*** Opening RECORDS PROVIDED ***

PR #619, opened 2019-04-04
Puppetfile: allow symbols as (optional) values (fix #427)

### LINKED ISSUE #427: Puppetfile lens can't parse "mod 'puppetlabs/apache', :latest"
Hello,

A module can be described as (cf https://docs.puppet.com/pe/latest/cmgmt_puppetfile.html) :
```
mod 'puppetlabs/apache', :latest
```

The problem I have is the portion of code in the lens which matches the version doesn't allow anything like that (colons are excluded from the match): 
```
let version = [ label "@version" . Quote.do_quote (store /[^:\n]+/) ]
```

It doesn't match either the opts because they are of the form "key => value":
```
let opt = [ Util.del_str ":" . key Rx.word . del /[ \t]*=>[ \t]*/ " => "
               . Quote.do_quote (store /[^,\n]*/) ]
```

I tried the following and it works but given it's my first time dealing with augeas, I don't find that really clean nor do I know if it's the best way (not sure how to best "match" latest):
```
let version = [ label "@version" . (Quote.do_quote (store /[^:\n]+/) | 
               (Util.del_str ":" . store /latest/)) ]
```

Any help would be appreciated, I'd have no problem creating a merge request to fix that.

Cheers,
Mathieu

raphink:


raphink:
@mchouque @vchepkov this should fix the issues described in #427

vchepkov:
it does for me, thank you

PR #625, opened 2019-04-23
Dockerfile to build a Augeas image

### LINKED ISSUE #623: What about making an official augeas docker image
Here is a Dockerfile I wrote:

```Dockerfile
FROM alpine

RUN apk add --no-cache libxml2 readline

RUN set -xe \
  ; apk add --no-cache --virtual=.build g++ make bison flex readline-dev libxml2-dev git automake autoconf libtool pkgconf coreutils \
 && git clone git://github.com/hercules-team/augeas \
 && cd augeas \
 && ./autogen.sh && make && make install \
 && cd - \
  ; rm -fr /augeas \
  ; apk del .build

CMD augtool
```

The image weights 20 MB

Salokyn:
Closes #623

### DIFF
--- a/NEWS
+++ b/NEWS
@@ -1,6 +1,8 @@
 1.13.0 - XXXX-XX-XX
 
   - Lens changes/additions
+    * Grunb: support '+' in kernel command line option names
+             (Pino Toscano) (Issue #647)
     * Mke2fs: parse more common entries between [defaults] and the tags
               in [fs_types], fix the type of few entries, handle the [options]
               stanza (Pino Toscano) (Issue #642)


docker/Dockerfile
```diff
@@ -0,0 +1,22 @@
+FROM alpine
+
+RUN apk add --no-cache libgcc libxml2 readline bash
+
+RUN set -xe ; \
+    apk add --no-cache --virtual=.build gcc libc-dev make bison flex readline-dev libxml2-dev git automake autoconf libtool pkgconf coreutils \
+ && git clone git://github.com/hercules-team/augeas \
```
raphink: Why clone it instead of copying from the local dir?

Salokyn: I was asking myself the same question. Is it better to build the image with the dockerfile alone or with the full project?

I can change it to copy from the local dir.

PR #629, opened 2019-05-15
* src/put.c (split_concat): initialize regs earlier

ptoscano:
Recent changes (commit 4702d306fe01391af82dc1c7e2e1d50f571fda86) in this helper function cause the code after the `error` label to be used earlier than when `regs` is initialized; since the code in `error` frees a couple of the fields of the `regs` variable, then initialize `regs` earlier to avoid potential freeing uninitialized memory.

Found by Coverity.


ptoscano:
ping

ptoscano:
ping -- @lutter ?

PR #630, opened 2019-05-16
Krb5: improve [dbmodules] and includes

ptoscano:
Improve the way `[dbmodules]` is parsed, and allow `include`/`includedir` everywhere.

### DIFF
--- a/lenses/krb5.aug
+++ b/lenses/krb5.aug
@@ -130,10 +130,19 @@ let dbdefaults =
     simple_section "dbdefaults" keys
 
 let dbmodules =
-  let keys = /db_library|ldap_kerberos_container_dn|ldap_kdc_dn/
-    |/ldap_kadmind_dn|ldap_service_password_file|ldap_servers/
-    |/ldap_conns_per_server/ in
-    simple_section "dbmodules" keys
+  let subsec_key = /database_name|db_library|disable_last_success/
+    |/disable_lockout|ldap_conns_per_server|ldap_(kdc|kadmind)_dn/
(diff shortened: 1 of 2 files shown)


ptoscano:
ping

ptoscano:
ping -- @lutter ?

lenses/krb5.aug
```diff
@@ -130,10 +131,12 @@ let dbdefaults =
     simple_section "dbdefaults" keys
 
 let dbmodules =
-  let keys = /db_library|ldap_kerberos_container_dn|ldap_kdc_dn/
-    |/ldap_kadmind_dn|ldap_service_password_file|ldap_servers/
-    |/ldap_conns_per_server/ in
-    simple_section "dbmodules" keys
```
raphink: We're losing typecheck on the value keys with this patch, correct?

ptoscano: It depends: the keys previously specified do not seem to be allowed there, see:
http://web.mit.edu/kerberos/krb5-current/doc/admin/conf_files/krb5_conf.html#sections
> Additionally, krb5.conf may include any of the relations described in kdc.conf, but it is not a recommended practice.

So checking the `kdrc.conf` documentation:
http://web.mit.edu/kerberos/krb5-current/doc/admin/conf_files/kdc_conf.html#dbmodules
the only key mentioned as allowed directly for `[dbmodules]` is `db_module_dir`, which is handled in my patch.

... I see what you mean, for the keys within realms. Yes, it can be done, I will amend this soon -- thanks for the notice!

*** Closing RECORDS PROVIDED ***

PROBLEM DETAILS
Please determine how many lines of the records above include the word "local", replying with a number alone.

EXERCISE OUTPUT
2